What you are asked to do: Among the records below, find each line containing the word "occupy" and copy it.

Supplied information:
PR #17686, opened 2022-10-18
fix: Auto Height Feature - Resolve issues and restructure code

riodeuno:
- [ ] Restructure code to make the platform agnostic of feature details when making changes to the property pane config and updating default values
- [ ] Add migrations but not enable it
- [ ] Update defaults for widgets with dynamic height
- [ ] Fix issue where Canvas widget's property pane configs were not defined
- [ ] Fix issue where invisible widgets were not reflowing correctly in preview mode
- [ ] Fix issue where max height signifier updates where not working correctly for container like widgets
- [ ] Fix issue where Tabs widget when dropped stayed in the loading state until refresh
- [ ] Fix issue where SelectComponent was showing errors in the console in dev mode.

### DIFF
--- a/app/client/src/sagas/dynamicHeightSagas.ts
+++ b/app/client/src/sagas/dynamicHeightSagas.ts
@@ -97,9 +97,8 @@ export function* getChildOfContainerLikeWidget(
     );
     if (tabsMeta) return tabsMeta.selectedTabWidgetId;
     return containerLikeWidget.tabsObj[0].widgetId;
-  } else {
-    if (Array.isArray(containerLikeWidget.children))
-      return containerLikeWidget.children[0];
+  } else if (Array.isArray(containerLikeWidget.children)) {
+    return containerLikeWidget.children[0];
   }
 }
 
--- a/app/client/src/sagas/dynamicHeightSagas.ts
+++ b/app/client/src/sagas/dynamicHeightSagas.ts
@@ -67,17 +67,17 @@ export function* getMinHeightBasedOnChildren(
     const { detachFromLayout } = stateWidgets[childWidgetId];
     // We ignore widgets like ModalWidget which don't occupy parent's space.
     // detachFromLayout helps us identify such widgets
-    if (!detachFromLayout) {
-      if (changesSoFar.hasOwnProperty(childWidgetId)) {
-        minHeightInRows = Math.max(
-          minHeightInRows,
-          changesSoFar[childWidgetId].bottomRow,
-        );
-        // If we need to get the existing bottomRow from the state
-      } else {
-        const childWidget: FlattenedWidgetProps = stateWidgets[childWidgetId];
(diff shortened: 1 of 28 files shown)


app/client/src/sagas/dynamicHeightSagas.ts
```diff
@@ -54,6 +54,55 @@ import { getWidgetMetaProps, getWidgets } from "./selectors";
...
+  let minHeightInRows = 0;
+  const stateWidgets: CanvasWidgetsReduxState = yield select(getWidgets);
+  const { children = [] } = stateWidgets[widgetId];
+  // For each child widget id.
+  for (const childWidgetId of children) {
+    // If we've changed the widget's bottomRow via computations
+    const { detachFromLayout } = stateWidgets[childWidgetId];
+    // We ignore widgets like ModalWidget which don't occupy parent's space.
+    // detachFromLayout helps us identify such widgets
+    if (!detachFromLayout) {
```
rahulramesha, line 70: Minor Nit: `if (!detachFromLayout) return minHeightInRows;` could be used instead to make the code look cleaner instead of nesting ifs

app/client/src/sagas/dynamicHeightSagas.ts
```diff
@@ -54,6 +54,55 @@ import { getWidgetMetaProps, getWidgets } from "./selectors";
...
+  // is not currently visible in the tabs widget.
+  if (containerLikeWidget.type === "TABS_WIDGET") {
+    const tabsMeta: { selectedTabWidgetId: string } | undefined = yield select(
+      getWidgetMetaProps,
+      containerLikeWidget.widgetId,
+    );
+    if (tabsMeta) return tabsMeta.selectedTabWidgetId;
+    return containerLikeWidget.tabsObj[0].widgetId;
+  } else {
+    if (Array.isArray(containerLikeWidget.children))
```
rahulramesha, line 101: Minor Nit: `else if `here can replace nesting

rahulramesha (approved):
Just a general comment going off on a tangent, `updateWidgetDynamicHeightSaga` has very long nested ifs and loops which make it a bit harder to understand which code is inside which loops or condition. Is it possible to break that function into smaller functions to reduce the size of the method and reduce nested conditions where ever possible.

app/client/src/sagas/dynamicHeightSagas.ts
rahulramesha: I was wrong again, basically if we use `if (detachFromLayout) continue;`  we don't have to nest the code inside `if (!detachFromLayout) {` condition. Lesser nesting of code leads for better readability.

riodeuno:
@rahulramesha I'm in the process of breaking it now. It is the core of our feature, so I'd like to make the code as clean as possible. All suggestions are welcome, please be as critical as you can be. I really appreciate it.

Response to the exercise:
     // We ignore widgets like ModalWidget which don't occupy parent's space.
+    // We ignore widgets like ModalWidget which don't occupy parent's space.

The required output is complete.